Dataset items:
○ ○ ○ ○ ○

PR #6204, opened 2026-05-05
[STY] use lower case 'default' in doc strings

Remi-Gau:
- Closes none

- make sure that "default=" is used instead of "Default="


Remi-Gau:
completely minor but tickled my OCD the wrong way

PR #3729, opened 2023-04-27
[ENH] Add niivue as rendering engine for `view_surf`

alexisthual:
- closes #3451

This PR is a follow-up on last weeks' experimentations regarding integrating `niivue` to `nilearn`.
It tries to add `niivue` as a rendering engine for `plotting.view_surf()`.

## TODO

- [x] check nilearn colormap are accepted
- [x] handle diverging colormap
- [x] handle vmin / vmax
- [x] symmetric_cmap
- [x] title
- [ ] add more tests that are more than smoke tests
   - [ ] possibly add tests to ensure that the output figure is 'stable' (maybe in a later PR)
- [x] refactor tests and also some of the code: maybe in a follow up PR
   - [x] _one_mesh_info and _one_mesh_info_niivue
   - [x] _fill_html_template and _fill_html_template_niivue
   - [x] probably worth using some jinja template across the various HTML figures

PR #6208, opened 2026-05-11
[MAINT] pin JS dependencies

Remi-Gau:
- Closes none

- forgotten to add a packages.json from #3729

### DIFF
--- a/package.json
+++ b/package.json
@@ -1,0 +1,6 @@
+{
+  "dependencies": {
+    "@niivue/niivue": "0.68.1",
+    "jquery": "3.6.0"
+  }
+}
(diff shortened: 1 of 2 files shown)


package.json
```diff
@@ -0,0 +1,6 @@
+{
+  "dependencies": {
+    "@niivue/niivue": "0.68.1",
+    "jquery": "3.6.0"
```
Remi-Gau, line 4: in theory we should also add plotly.js-gl3d-dist-min 1.46.1 as this is the one we ship with nilearn but it's old I could not find on npm:

https://www.npmjs.com/package/plotly.js-gl3d-dist-min?activeTab=versions

we may want to maybe bump it up

bthirion (approved):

○ ○ ○ ○ ○

Exercise description
The records above should be printed in full, exactly as they appear.

Written reply
PR #6204, opened 2026-05-05
[STY] use lower case 'default' in doc strings

Remi-Gau:
- Closes none

- make sure that "default=" is used instead of "Default="


Remi-Gau:
completely minor but tickled my OCD the wrong way

PR #3729, opened 2023-04-27
[ENH] Add niivue as rendering engine for `view_surf`

alexisthual:
- closes #3451

This PR is a follow-up on last weeks' experimentations regarding integrating `niivue` to `nilearn`.
It tries to add `niivue` as a rendering engine for `plotting.view_surf()`.

## TODO

- [x] check nilearn colormap are accepted
- [x] handle diverging colormap
- [x] handle vmin / vmax
- [x] symmetric_cmap
- [x] title
- [ ] add more tests that are more than smoke tests
   - [ ] possibly add tests to ensure that the output figure is 'stable' (maybe in a later PR)
- [x] refactor tests and also some of the code: maybe in a follow up PR
   - [x] _one_mesh_info and _one_mesh_info_niivue
   - [x] _fill_html_template and _fill_html_template_niivue
   - [x] probably worth using some jinja template across the various HTML figures

PR #6208, opened 2026-05-11
[MAINT] pin JS dependencies

Remi-Gau:
- Closes none

- forgotten to add a packages.json from #3729

### DIFF
--- a/package.json
+++ b/package.json
@@ -1,0 +1,6 @@
+{
+  "dependencies": {
+    "@niivue/niivue": "0.68.1",
+    "jquery": "3.6.0"
+  }
+}
(diff shortened: 1 of 2 files shown)


package.json
```diff
@@ -0,0 +1,6 @@
+{
+  "dependencies": {
+    "@niivue/niivue": "0.68.1",
+    "jquery": "3.6.0"
```
Remi-Gau, line 4: in theory we should also add plotly.js-gl3d-dist-min 1.46.1 as this is the one we ship with nilearn but it's old I could not find on npm:

https://www.npmjs.com/package/plotly.js-gl3d-dist-min?activeTab=versions

we may want to maybe bump it up

bthirion (approved):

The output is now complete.